# cooling off period



## Gemmab85 (Aug 1, 2014)

Hi guys.

ive been reading a lot lately about the science behind breeding all sorts of different snakes and even my most basic readings have told me that the cooling off period is fairly important to stimulate ovulation. everything ive read says the cooling off starts december 1st and start increasing temperatures again around feb. what i was wondering, with temperatures in captivity all being artificially manipulated, is there any reason the cooling off couldnt be done in july, or any other month of the year? Do the snakes have an in-built sense of the seasons or do they purely go by their ambiant temperature? If you were a breeder with a rather large collection i would think it would be useful to be able to cool down at any time of year, to ensure you have a regular supply of eggs and, therefore, babies to sell.


----------



## Athravan (Dec 28, 2006)

It depends what species you're talking about to be honest. For example, a great deal of older caresheets and books will say you need to cool colubrids, when in fact it's been found that almost no colubrid species need it in captivity. 

You can artificially stimulate it at the wrong time of year but it's going to be difficult. I struggle to get temperatures low enough sometimes because my house is so well heated. In the summer, how are you going to get temperatures below ambient? You'd need an insulted room with air conditioning set to lower than the natural temperature, which would use a ton of electricity.

If you lived in a country where the temperature is always below the lowest ambient needed for cooling then yup, you could do it any part of the year and the snake wouldn't know - but certainly in the UK the ambient is higher than required for the majority of the spring, summer and even autumn usually.


----------



## Gemmab85 (Aug 1, 2014)

I did think how could you lower temps in summer, but often garages can be around the 15degree mark if they don't have large windows that let sun in.
I'm one of these people that, as I read through things, questions pop into my head, and this happened to be one of them. I know most colubrids don't need a cooling off but I know for pythons it's fairly important, isn't it? And they don't fully brumate, just cool off, which is why I thought of a nice cool garage in summer. 
Thanks for your reply though


----------



## paulh (Sep 19, 2007)

Photoperiod is important for colubrids from the southern part of the temperate zone, too. 
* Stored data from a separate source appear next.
PR #916, opened 2024-05-28
doc(1.7.0/1.6.3/1.5.6): add support bundle node collection timeout setting

c3y1huang:

Issues:
- longhorn/longhorn#8623
- longhorn/longhorn#8624
- longhorn/longhorn#8625

Add setting reference for new `support-bundle-node-collection-timeout` setting.

`None`

`None`

### DIFF
--- a/content/docs/1.5.6/references/settings.md
+++ b/content/docs/1.5.6/references/settings.md
@@ -32,6 +32,7 @@ weight: 1
   - [Engine to Replica Timeout](#engine-to-replica-timeout)
   - [Support Bundle Manager Image](#support-bundle-manager-image)
   - [Support Bundle Failed History Limit](#support-bundle-failed-history-limit)
+  - [Support Bundle Node Collection Timeout](#support-bundle-node-collection-timeout)
   - [Fast Replica Rebuild Enabled](#fast-replica-rebuild-enabled)
   - [Timeout of HTTP Client to Replica File Sync Server](#timeout-of-http-client-to-replica-file-sync-server)
 - [V2 Data Engine (Preview Feature)](#v2-data-engine-preview-feature)
@@ -317,6 +318,7 @@ This information will help us gain insights how Longhorn is being used, which wi
     - Storage Over Provisioning Percentage
     - Storage Reserved Percentage For Default Disk
     - Support Bundle Failed History Limit
+    - Support Bundle Node Collection Timeout
     - System Managed Pods Image Pull Policy
 
 > The `Upgrade Checker` needs to be enabled to periodically send the collected data.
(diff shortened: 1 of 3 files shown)


content/docs/1.5.6/references/settings.md
```diff
@@ -399,6 +401,14 @@ The retained failed support bundle is for analysis purposes and needs to clean u
 
 Longhorn blocks support bundle creation when reaching the upper bound of the limitation. You can set this value to **0** to have Longhorn automatically purge all failed support bundles.
 
+#### Support Bundle Node Collection Timeout
+
+> Default: `30`
+
+The value in minutes specifies the timeout of node bundle collection for support bundle generation.
+
+When the timeout is reached, the support bundle generation will proceed without requiring the collection of node bundles.
```
jillian-maroket, line 410:
```suggestion
Number of minutes Longhorn allows for collection of node data for the support bundle.

If the collection process is not completed within the allotted time, Longhorn continues generating the support bundle without the uncollected node data.
```

jillian-maroket: Questions:
- What type of data is collected for the "node bundle"? I'm asking because [Harvester](https://github.com/harvester/docs/pull/569/files) is more specific about the collection scope.
- Are there minimum and maximum values for this setting? What happens if the user specifies a value less than 30?

jillian-maroket (commented):
@c3y1huang I listed a few questions that might help us improve the description.

content/docs/1.5.6/references/settings.md
c3y1huang: > * What type of data is collected for the "node bundle"? I'm asking because [Harvester](https://github.com/harvester/docs/pull/569/files) is more specific about the collection scope.

The node agent currently collects the following, and there are also plans to include additional information and logs.
- host system info
- dmesg log
- host system log
- kubelet log

> * Are there minimum and maximum values for this setting? What happens if the user specifies a value less than 30?

The minimum value is 0, with no maximum limit. If the user specifies a value less than 30, the timeout will be set to that value in minutes.

jillian-maroket: Thank you. Can we be more specific (say "node configuration and logs") in the description? This is to emphasize that we are not collecting user data.

*Number of minutes Longhorn allows for collection of node configuration and logs for the support bundle.*

*If the collection process is not completed within the allotted time, Longhorn continues generating the support bundle without the uncollected node data.*

jillian-maroket (approved):
Thanks for the update, will approve now. You can also consider changing *node information and node logs* to *node configuration and logs* if that wording is correct. It's a shorter and more specific.

content/docs/1.5.6/references/settings.md
jillian-maroket: Thank you for the clarification.

c3y1huang:
> Thanks for the update, will approve now. You can also consider changing _node information and node logs_ to _node configuration and logs_ if that wording is correct. It's a shorter and more specific.

I don't think _node configuration_ is the right word for what the node agent gathers for Longhorn, which is different from Harvester. Let's leave it as _node information_ and _node log_ for now.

North temperate zone colubrid snakes have been taken to the southern hemisphere. The snakes adjust to the southern hemisphere summer/winter cycle. So I have no doubt that snakes could be cycled to produce eggs/babies any month of the year. It might take 2-3 years for the snakes to adjust to a major change in the cycle, though.


----------



## mitsi (Feb 1, 2012)

My boas brumate whether I cool them or not.


----------



## Scoffa (Nov 23, 2006)

Not only would it be difficult and expensive to lower temps in summer, but it would also cost more to provide the maintenance temps in winter.


----------



## nelly1 (Oct 27, 2009)

Athravan said:


> It depends what species you're talking about to be honest. For example, a great deal of older caresheets and books will say you need to cool colubrids, when in fact it's been found that almost no colubrid species need it in captivity.


Could you show some papers in relation to this?
I believe a species that normally brumates naturally, should be brumated breeding or not



mitsi said:


> My boas brumate whether I cool them or not.


Boa's do not brumate


----------